◆ **DIRECTIONS**
Return all the lines below, exactly as they read.

★ ★ ★ ★ ★

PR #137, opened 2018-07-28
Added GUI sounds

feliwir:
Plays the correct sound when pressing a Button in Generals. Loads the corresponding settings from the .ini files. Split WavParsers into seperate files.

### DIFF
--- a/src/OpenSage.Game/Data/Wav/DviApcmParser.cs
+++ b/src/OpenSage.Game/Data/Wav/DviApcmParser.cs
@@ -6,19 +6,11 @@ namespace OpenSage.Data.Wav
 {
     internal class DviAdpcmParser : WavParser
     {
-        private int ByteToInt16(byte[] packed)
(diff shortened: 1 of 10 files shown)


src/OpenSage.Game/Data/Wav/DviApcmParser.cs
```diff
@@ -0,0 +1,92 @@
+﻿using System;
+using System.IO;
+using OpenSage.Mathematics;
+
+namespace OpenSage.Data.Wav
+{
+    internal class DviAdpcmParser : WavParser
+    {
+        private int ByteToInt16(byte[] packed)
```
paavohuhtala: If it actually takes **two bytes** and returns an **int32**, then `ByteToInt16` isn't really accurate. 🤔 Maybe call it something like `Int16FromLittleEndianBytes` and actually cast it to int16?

★ ★ ★ ★ ★

◆ **ANSWER SPACE**
PR #137, opened 2018-07-28
Added GUI sounds

feliwir:
Plays the correct sound when pressing a Button in Generals. Loads the corresponding settings from the .ini files. Split WavParsers into seperate files.

### DIFF
--- a/src/OpenSage.Game/Data/Wav/DviApcmParser.cs
+++ b/src/OpenSage.Game/Data/Wav/DviApcmParser.cs
@@ -6,19 +6,11 @@ namespace OpenSage.Data.Wav
 {
     internal class DviAdpcmParser : WavParser
     {
-        private int ByteToInt16(byte[] packed)
(diff shortened: 1 of 10 files shown)


src/OpenSage.Game/Data/Wav/DviApcmParser.cs
```diff
@@ -0,0 +1,92 @@
+﻿using System;
+using System.IO;
+using OpenSage.Mathematics;
+
+namespace OpenSage.Data.Wav
+{
+    internal class DviAdpcmParser : WavParser
+    {
+        private int ByteToInt16(byte[] packed)
```
paavohuhtala: If it actually takes **two bytes** and returns an **int32**, then `ByteToInt16` isn't really accurate. 🤔 Maybe call it something like `Int16FromLittleEndianBytes` and actually cast it to int16?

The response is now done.